CenterForOpenScience / osf.io

Facilitating Open Science
https://osf.io
Apache License 2.0
665 stars 327 forks source link

Concurrent access to a Google Drive folder via the API may result in only 502 Bad Gateway being returned #10661

Open yacchin1205 opened 1 month ago

yacchin1205 commented 1 month ago

Accessing a Google Drive folder via the API at the same time may cause it to only return a 502 Bad Gateway afterwards.

Reproduction steps:

  1. Create a project in osf.io.
  2. Attach Google Drive to the created project.
  3. Create a folder (in this case MultipleObjectTest) under Google Drive.
  4. Acquire a Personal Access Token from the user's Settings.
  5. Execute the following commands from the user's shell.
$ export OSF_TOKEN=(Personal Access Token obtained.)
$ export NODE_ID=(GUID of the created project)
# Sending requests to the API in three parallel jobs.
$ seq 5 | xargs -P 3 -I{} curl -H "Authorization: Bearer ${OSF_TOKEN}" https://api.osf.io/v2/nodes/${NODE_ID}/files/googledrive/MultipleObjectTest/

After a few runs, it only returns a 502 Bad Gateway.

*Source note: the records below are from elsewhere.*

Issue #362, opened 2021-04-21
'no entry found for key' at compiler/src/yul/mappers/module.rs:25:46


agroce:
Compiling this file:

```
contract Foo:
 pub def o()->address:
        foo:Foo=Foo.create2(2,0)
        return address(foo)
```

$ seq 5 | xargs -P 3 -I{} curl -H "Authorization: Bearer ${OSF_TOKEN}" https://api.osf.io/v2/nodes/${NODE_ID}/files/googledrive/MultipleObjectTest/
<html>
<head><title>502 Bad Gateway</title></head>
<body>
<center><h1>502 Bad Gateway</h1></center>
<hr><center>nginx</center>
</body>
</html>
<html>
<head><title>502 Bad Gateway</title></head>
<body>
<center><h1>502 Bad Gateway</h1></center>
<hr><center>nginx</center>
</body>
</html>
...

From that point afterwards, a 502 Bad Gateway will be returned for a single request.

When I tried the same test for a container launched by docker-compose as a development environment, the following logs were output.

...
  File "./api/nodes/views.py", line 1199, in get_default_queryset
    file_ids = [f.id for f in self.bulk_get_file_nodes_from_wb_resp(files_list)]
  File "./api/base/views.py", line 642, in bulk_get_file_nodes_from_wb_resp
    file_obj = base_class.objects.get(target_object_id=node.id, target_content_type=content_type, _path='/' + attrs['path'].lstrip('/'))
  File "/usr/lib/python3.6/site-packages/django/db/models/manager.py", line 85, in manager_method
    return getattr(self.get_queryset(), name)(*args, **kwargs)
  File "/usr/lib/python3.6/site-packages/django/db/models/query.py", line 384, in get
    (self.model._meta.object_name, num)
addons.googledrive.models.MultipleObjectsReturned: get() returned more than one GoogleDriveFile -- it returned 2!

It appears that multiple BaseFileNodes have been created, which would normally be expected to be one for a path.

yacchin1205 commented 1 month ago

The BaseFileNode is supposed to be created by get_or_create, but this process may create several BaseFileNodes with the same parameters if they are accessed concurrently.

To avoid creating duplicate objects, it is necessary to add a UNIQUE constraint. In the past, there was a UNIQUE INDEX for BaseFileNode, but it is not found in the current code...

I am also aware that some Storage Providers may have files that can have the same name... For example, Dataverse https://github.com/CenterForOpenScience/osf.io/pull/9959 Similarly, it should be considered that Google Drive can have different file nodes with the same name. https://github.com/CenterForOpenScience/osf.io/pull/8835 <= Is this Pull Request not reflected?

I will attempt to fix it... So, what should be the approach to attempting to fix it?